Thursday, April 24, 2014

Who's Who? - Amelia Earhart

At the age of 7, Amelia Earhart and her sister constructed their own roller-coaster using fence rails and roller skates.

After working as nurse and a telephone operator, Amelia became a social worker in Boston where she taught English to immigrant children.

In 1928, only one year after Charles Lindbergh's flight, Amelia Earhart became the first woman to make the flight across the Atlantic Ocean. Bill Stultz was flying the plane and Amelia was checking maps and keeping recordings. Since she didn't fly the plane herself, she later said that although it was a "grand experience," that she had felt like "baggage."

On Feb. 7, 1931, Amelia Earhart married George Putnam. In the past Earhart had turned down a proposal from another gentleman, saying that she didn't want to be a "domestic robot."
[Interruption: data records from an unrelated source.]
PR #203, opened 2022-12-16
[OoT] Fixed scene table for HackerOoT

Yanis42:
HackerOoT had few issues with the scene table code, this provides a fix that shouldn't affect normal decomp


fast64_internal/oot/scene/exporter/to_c/scene_table_c.py
```diff
@@ -128,28 +142,35 @@ def sceneTableToC(data, header, sceneNames, scene):
...
     # add the actual lines with the same formatting
+    # add the ifdef if this is HackerOoT
     for i in range(len(data)):
         # adds the "// Debug-only scenes"
         # if both lastScene indexes are the same values this means there's no debug scene
         if ((i - 1) == lastNonDebugSceneIdx) and (lastSceneIdx != lastNonDebugSceneIdx):
+            if isHackerOoT:
+                fileData += "\n#ifdef INCLUDE_TEST_SCENES\n"
+
             fileData += "// Debug-only scenes\n"
```
Dragorn421, line 153: Could you externalize this to a "scene_table_debug_scenes_write_header" (or smth) function?

fast64_internal/oot/scene/exporter/to_c/scene_table_c.py
```diff
@@ -128,28 +142,35 @@ def sceneTableToC(data, header, sceneNames, scene):
...
-            fileData += "// Added scenes\n"
+            fileData += "\n// Added scenes\n"
 
         fileData += f"/* 0x{i:02X} */ DEFINE_SCENE("
         fileData += ", ".join(str(d) for d in data[i])
 
         fileData += ")\n"
 
+        if isHackerOoT and i == lastSceneIdx:
+            fileData += "#endif\n"
```
Dragorn421, line 165: same with `scene_table_debug_scenes_write_footer`

fast64_internal/oot/scene/exporter/to_c/scene_table_c.py
```diff
@@ -128,28 +142,35 @@ def sceneTableToC(data, header, sceneNames, scene):
...
+
     # return the string containing the file data to write
     return fileData
 
 
 def getDrawConfig(sceneName: str):
     """Read draw config from scene table"""
-    fileData, header, sceneNames = getSceneTable(bpy.path.abspath(bpy.context.scene.ootDecompPath))
+    fileData, header, sceneNames, isHackerOoT = getSceneTable(bpy.path.abspath(bpy.context.scene.ootDecompPath))
```
Dragorn421, line 173: okay no we can't have this as a random bool going through everything, we need something better

Dragorn421 (commented):
comments pertaining to keeping the hackeroot-specific fast64 hacks contained

fast64_internal/oot/scene/exporter/to_c/scene_table_c.py
Yanis42: I'm not sure to understand 🤔

Dragorn421: By "externalize" I mean make a new function, call it here, and move stuff from here to that function

kurethedead (commented):
`isHackerOoT` corresponds to `OOT_Properties.hackerFeaturesEnabled`, so the latter value should be passed down to these functions instead of trying to detect it in code. I agree with Dragorn's comments about creating header/footer functions for HackerOOT specific stuff.

Yanis42:
I changed how it works, now it reads the file and ignore the HackerOoT things (so it basically generate a scene table from normal decomp) then right before writing the file it checks if there's HackerOoT stuff in the original file and it adds the necessary changes and then it writes the file

Also I found a small issue with removing scenes, I'll fix it soon™

Yanis42:
(also about using ``OOT_Properties.hackerFeaturesEnabled``, I think it's better if it's checking on its own, the users might not know they need to enable the button)

Yanis42:
I think the remove scene issue should be fixed now

fast64_internal/oot/scene/exporter/to_c/scene_table_c.py
```diff
@@ -225,7 +257,18 @@ def modifySceneTable(scene, exportInfo: ExportInfo):
...
 
+    # get the new file data
+    newFileData = sceneTableToC(fileData, header, sceneNames, scene)
+
+    # apply HackerOoT changes if needed
+    isHackerOoT = False
+
+    with open(os.path.join(exportPath, "include/tables/scene_table.h"), "r") as file:
+        if '#include "config.h"' in file.read():
+            isHackerOoT = True
```
Dragorn421, line 268: that's not enough for checking HackerOoT, another project could very well have a `#include "config.h"` for whatever reason

Why not just use the "use hackeroot features" property?

fast64_internal/oot/scene/exporter/to_c/scene_table_c.py
```diff
@@ -4,6 +4,13 @@
 from ....oot_utility import getCustomProperty, ExportInfo
 
 
+def getSceneSettingsOption(scene):
```
Dragorn421, line 7: I don't understand this function

mostly "option" is too vague,
and "scene" is confusing between an oot scene and a blender scene

fast64_internal/oot/scene/exporter/to_c/scene_table_c.py
```diff
@@ -158,6 +171,25 @@ def getDrawConfig(sceneName: str):
     raise PluginError(f"Scene name {sceneName} not found in scene table.")
 
 
+def addHackerOoTData(fileData: str):
+    """Reads the file and adds HackerOoT's modifications to the scene table file"""
+    newFileData = '#include "config.h"\n\n'
+
+    for line in fileData.split("\n"):
+        if "// Debug-only scenes" in line:
+            newFileData += "\n#ifdef INCLUDE_TEST_SCENES\n"
```
Dragorn421, line 180: this is very inefficient (performance wise)
when you do `strA + strB`, it copies strA and strB to new memory for the resulting string
it's fine for a few uses, but doing `+=` in big loops like here means the concatenation ends up being of quadratic complexity
instead:
use a `lines = []` list, append each line to it individually, and return `"".join(lines)` or `"\n".join(lines)` which achieves linear complexity

fast64_internal/oot/scene/exporter/to_c/scene_table_c.py
Yanis42: https://github.com/Fast-64/fast64/pull/203#issuecomment-1382182404

though I'll use that I guess :peepoShrug: if it's just me then I'm fine with using it

fast64_internal/oot/scene/exporter/to_c/scene_table_c.py
Yanis42: it's to get the proper ``.option`` from either ``ootExportSettings`` or ``ootRemoveSettings`` (idr the exact names), when you remove a scene it's using the export settings instead of the remove settings because it was hardcoded since the other one didn't exist

fast64_internal/oot/scene/exporter/to_c/scene_table_c.py
Yanis42: so, instead of ``file.read()`` use readlines and then go through the list to do the same thing (except you replace the thing from the list of course)

and return with a str.join?

fast64_internal/oot/scene/exporter/to_c/scene_table_c.py
Dragorn421: well if the checkbox is there... you should expect users to have it checked

overall fast64 should not contain things that change behavior to accomodate forks of decomp, that enable on their own without user input
otherwise it'd get messy really fast

fast64_internal/oot/scene/exporter/to_c/scene_table_c.py
Dragorn421: well you could just change `newFileData = []` and `newFileData += s` -> `newFileData.append(s)` `return "".join(newFileData)`

I suggested `lines` because it's easier to grasp but it doesn't need to be one line per string in that list

fast64_internal/oot/scene/exporter/to_c/scene_table_c.py
Dragorn421: yeah but what is `.option`

Yanis42: it's the scene choice from the panel

Dragorn421: so `getSceneSettingsOption` is like `getSceneSettingsSceneName` ?

Yanis42: I just called it ``getSceneSettingsOption`` because of the name of the things to get the scene value but yeah I guess scene name makes more sense

Yanis42: gonna name it ``getSceneNameSettings`` for "get scene name from settings" it should be better this way

Yanis42:
(I decided to use that PR to fix the wind command lacking a newline, it's just two characters I think it's not worth a seperate PR)

fast64_internal/oot/scene/exporter/to_c/room_commands.py
```diff
@@ -30,7 +30,8 @@ def getTimeSettingsCmd(outRoom: OOTRoom):
 
 def getWindSettingsCmd(outRoom: OOTRoom):
     return (
-        indent + f"SCENE_CMD_WIND_SETTINGS({', '.join(f'{dir}' for dir in outRoom.windVector)}, {outRoom.windStrength})"
+        indent
+        + f"SCENE_CMD_WIND_SETTINGS({', '.join(f'{dir}' for dir in outRoom.windVector)}, {outRoom.windStrength}),\n"
```
Dragorn421, line 34: :thinking: why only this one and not others
are you sure the issue you saw was specifically about the wind cmd

Dragorn421: oh it's inconsistent if the `getXxxCmd` functions return with or without `,\n`

fast64_internal/oot/scene/exporter/to_c/scene_table_c.py
```diff
@@ -15,7 +22,13 @@ def getSceneTable(exportPath):
         with open(os.path.join(exportPath, "include/tables/scene_table.h")) as fileData:
             # keep the relevant data and do some formatting
             for i, line in enumerate(fileData):
-                if not line.startswith("// "):
+                if (
+                    line != "\n"
+                    and '#include "config.h"\n' not in line
+                    and "#ifdef INCLUDE_TEST_SCENES" not in line
+                    and "#endif" not in line
```
Dragorn421, line 29: I didn't realize but this is HackerOoT-specific code in the middle of generic-decomp code

Yanis42: yeah well, I don't really have the choice

fast64_internal/oot/scene/exporter/to_c/room_commands.py
Yanis42: this one and the actor and object one need ``,\n`` since it's not part of a list that's being used in a join, I can always change that and add the thing after the call but idk it feels weird to me

Ticamus (approved):

thecozies (approved):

In 1932 she became the first woman to fly solo across the Atlantic. Three other women had previously died trying.  Acknowledging the dangers of attempting a flight around the world, Amelia Earhart said, "If I should pop off, it will be doing the thing I've always wanted to do."

Awards Won:
U.S. Distinguished Flying Cross;
Cross of the Knight of the Legion of Honor, from the French Government;
Gold Medal of the National Geographic Society
Harmon Trophy as America's outstanding airwoman in 1932, 1933, 1934, and 1935.
Romania - Award for Aeronautic Merit

On June 1, 1937 Amelia Earhart and her navigator, Fred Noonan, began their flight around the world, covering the first leg from Florida to Puerto Rico. The flight took them to South America, Africa, India, Burma, Thailand, Singapore, Indonesia, Australia and New Guinea. Amelia Earhart and Noonan left New Guinea on July 2, 1937, headed for Howland Island, a tiny island in the Pacific only two miles long and one mile wide. They never arrived. Amelia Earhart disappeared in the Pacific on July 3.